Abby Williams, University of Oxford, 2025
A pipeline for cleaned sequencing reads from avian museum samples to the Zosterops lateralis pseudochromosome assembly. This pipeline is specialised to take merged, paired-end reads that have already been cleaned using e.g. nf-polish, or alternatively to do a quick clean using fastp before mapping.
Workflow
Main steps are outlined below:
- [OPIONAL] Trim reads and remove adapters using fastp
- Map reads to the Zosterops lateralis pseudochrome assembly using bwa-mem2
- Deduplication of merged paired end reads using DeDup (museum samples) or PicardMarkDuplicates (contemporary samples)
- Calculate mapping stats and depth using Samtools
- Assess DNA damage using MapDamage2 (museum samples only)
Installation and usage
Use conda/mamba to install the environment from the environment.yaml provided.

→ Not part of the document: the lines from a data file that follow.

PR #104, opened 2026-07-16
feat: add more extenstions for files

MRGuziX:
Summary

  Expands the set of supported document formats for text extraction and discovery beyond the original six (PDF, DOCX, PPTX, Markdown, HTML, plain text).

  Changes

  - New constants.py module — extracts SUPPORTED_EXTENSIONS into a shared constants file (ai4rag/components/data/constants.py) to avoid duplication between documents_discovery.py
  and text_extraction.py
  - 9 new formats added: .odt, .odp, .adoc, .tex, .epub, .eml, .qmd, .rmd, .xhtml
  - Docling format options — registers OdtFormatOption, OdpFormatOption, AsciiDocFormatOption, LatexFormatOption, EpubFormatOption, and EmailFormatOption in the DocumentConverter
  pipeline
  - Dependency updates — upgrades docling from ~=2.107.0 to ~=2.112.0, docling-core from ~=2.84.0 to ~=2.87.1, adds odfdo>=3.0 for OpenDocument support
  - Tests updated — discovery and extraction unit tests cover all 12 supported extensions
  - Case-insensitive extension matching — uses .rmd (lowercase) in the constant set to match the .suffix.lower() check in text_extraction.py
  
  Tests
  - Tested on dev build:
  
image

image


pyproject.toml
```diff
@@ -56,6 +56,10 @@ Documentation = "https://ibm.github.io/ai4rag/"
 
 
 [project.optional-dependencies]
+feat-chunking = [
+    "docling-core[chunking]>=2.73.0,<3.0.0",
+]
+
```
filip-komarzyniec: AS discussed, we do not want to pin down both `docling` and `docling-core` as one relies on another. 

If we need `docling-core[chunking]` then we want to pin down only `docling[feat-chunking]`

ai4rag/components/data/text_extraction.py
```diff
@@ -367,6 +392,12 @@ def _build_docling_format_options(do_table_structure: bool = False) -> dict:
         InputFormat.PPTX: PowerpointFormatOption(pipeline_options=paginated_pipeline_options),
         InputFormat.HTML: HTMLFormatOption(),
         InputFormat.MD: MarkdownFormatOption(),
+        InputFormat.ODT: OdtFormatOption(),
+        InputFormat.ODP: OdpFormatOption(),
+        InputFormat.ASCIIDOC: AsciiDocFormatOption(),
+        InputFormat.LATEX: LatexFormatOption(),
+        InputFormat.EPUB: EpubFormatOption(),
+        InputFormat.EMAIL: EmailFormatOption(),
```
filip-komarzyniec, line 381: There are 9 new formats and only 6 new pipeliens. 

What about the rest of the formats? How do they aling with existing options.

filip-komarzyniec, line 381: No arguments to the new pipelines? 

Did we benchmark or run any tests on the new formats? Are they working good enough yielding sensible results?

MRGuziX: - .qmd → Docling maps it to InputFormat.MD → already handled by MarkdownFormatOption()
  - .Rmd → Docling maps it to InputFormat.MD → already handled by MarkdownFormatOption()
  - .xhtml → Docling maps it to InputFormat.HTML → already handled by HTMLFormatOption()
  
  There isnt even possible do add rest of the formats there

pyproject.toml
MRGuziX: oi

ai4rag/components/data/text_extraction.py
MRGuziX: Those formats do not have the configurable pipeline options - they are much simpler than pdf.

Benchmark - unit tests added, and also will add the functional test in autox ci repo

MRGuziX: image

mamba create --prefix ./snakemake-env --file environment.yaml
Do the following prior to running:
- configure the pipeline by editing
config/config.yaml - add any appropriate profiles in
profiles/ - edit the
run.shdepending on your HPC environment
Then run as appropriate for your HPC. For slurm-based schedulers, run:
sbatch run.sh
This pipeline was built in snakemake using this workflow template.